Although some CEOs have been advocating for a return to the office, research indicates that many bosses are not entirely enthusiastic about the idea of eliminating remote work. Future Forum's February 2023 survey revealed that over 80% of executives and non-executives desire flexibility in their work location, including a majority of those who are currently in the office full-time. This sentiment extends to high-earners as well, with a July 2023 report from McKinsey indicating that a third of employees earning over $150,000 would consider leaving their jobs if required to return to the office full-time. The demand for remote jobs remains high, even as hybrid work arrangements prevail and are preferred by employees.
The discrepancy between managers' true preferences for flexibility and the implementation of return-to-office (RTO) mandates can be attributed to financial motives and pressure from shareholders or higher-ups. It is noted that most RTO mandates are initiated by top-level executives, with leaders feeling obligated to comply with these directives, regardless of their personal inclinations. This pressure has been further exacerbated by companies facing demands from activist investors and the weakened bargaining power of middle managers following the decline in job market competitiveness.
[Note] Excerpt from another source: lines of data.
Issue #192, opened 2019-09-19
Base64 error messaging in version and type verification


seebees:
When the `version` and `type` elements of the AWS Encryption Message format are verified,
the error message should be customize if the `version` and `type` match the base64 value.
This is convent sugar for a common problem.

Valid blobs will have the first 2 bytes in HEX will be: `01`, `80`, and in DEC `01`, `128`
Valid blobs that have not been properly base64 decoded
the values in HEX will be `41`, `59`, and in DEC `65`, `89`

https://github.com/awslabs/aws-encryption-sdk-javascript/pull/217

PR #697, opened 2024-08-12
fix(Examples): Validate EC on decrypt

lucasmcdonald3:
*Issue #, if available:*

*Description of changes:*

# Check any applicable:

### DIFF
--- a/examples/src/aws_kms_discovery_keyring_example.py
+++ b/examples/src/aws_kms_discovery_keyring_example.py
@@ -161,6 +161,11 @@ def encrypt_and_decrypt_with_keyring(
         encryption_context=encryption_context,
     )
 
+    # 9. Demonstrate that the decrypted plaintext is identical to the original plaintext.
+    # (This is an example for demonstration; you do not need to do this in your own code.)
+    assert plaintext_bytes == EXAMPLE_DATA, \
+        "Decrypted plaintext should be identical to the original plaintext. Invalid decryption"
+
     # 11. Demonstrate that if a discovery keyring (Bob's) doesn't have the correct AWS Account ID's,
     # the decrypt will fail with an error message
     # Note that this assumes Account ID used here ('888888888888') is different than the one used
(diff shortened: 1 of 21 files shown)


examples/src/aws_kms_discovery_keyring_example.py
```diff
@@ -153,18 +153,15 @@ def encrypt_and_decrypt_with_keyring(
     # successfully decrypted. The resulting data key is used to decrypt the
     # ciphertext's message.
     # If all calls to KMS fail, the decryption fails.
-    plaintext_bytes, dec_header = client.decrypt(
+    plaintext_bytes, _ = client.decrypt(
         source=ciphertext,
-        keyring=discovery_keyring
+        keyring=discovery_keyring,
+        # Verify that the encryption context in the result contains the
+        # encryption context supplied to the encrypt method
```
RitvikKapila, line 160: According to Ryan, we want to tell the customer to always provide the encryption context during decrypt. I wonder if it'll be better if we remove the word "Verify" and just say "Enter the encryption context supplied to the encrypt method".

Same goes for Line #192 in this file and all other examples.

RitvikKapila (commented):
This looks good.
One thing, do we not want to make the changes of providing the encryption context during decrypt in other migration examples? For instance:
- migration_raw_rsa_key_example.py
- migration_raw_aes_key_example.py
- migration_aws_kms_key_example.py

I think we should, to point out explicitly that they should provide the encryption context while calling decrypt.

examples/src/aws_kms_discovery_keyring_example.py
lucasmcdonald3: Updated, I slightly preferred "Provide" instead of "Enter"

Good catch on migration examples, I updated those to supply EC on decrypt if decrypting with keyring.
I also added manual EC validation if decrypting with MKP since MKPs don't support EC validation on decrypt.

RitvikKapila (approved):
very small nit: I would change the name of the encrypted header, e.g., `enc_header_mkp` to `encrypted_header_mkp` just because we have the decrypted header variable as `decrypted_header_keyring_using_mkp`. However, it's not a big thing if we keep this as is.

Otherwise this LGTM. Approved.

At the core of executives' decisions for stricter RTO requirements, despite their preference for remote work, lies the issue of unused office space as a sunk cost. Companies, eager to recover their investments and alleviate the anxiety induced by the sight of empty, expensive office buildings, are compelled to enforce RTO mandates. The considerable cost of office space in cities like New York, averaging about $16,000 per employee per year, further amplifies this concern.
The plight of companies with extensive real estate footprints is complicated by long-term office leases and previous investments made to attract employees back to the office. As a result, reining in these costs has become a focal point for CEOs and CFOs, leading them to perceive compelling employees to utilize the space as the best course of action.
Additionally, despite bosses' personal desire to work from home, many find it challenging to manage employees remotely. This is reflected in the difficulty faced by managers in supervising team members from a distance, with the lack of training in managing distributed teams compounding the challenge. The inclination of most managers to prefer working from the office due to the ease of in-person supervision also supports this perspective. Moreover, many business leaders have reported improvements in revenue, productivity, and employee retention since returning to the office, further highlighting the struggles associated with remote management.
Given these complexities, it is evident that the delicate balance between remote and in-office work is far from being realized. The potential for widespread employee dissatisfaction and turnover due to misaligned work policies signifies the need for a more thoughtful and strategic approach to the implementation of return-to-office plans.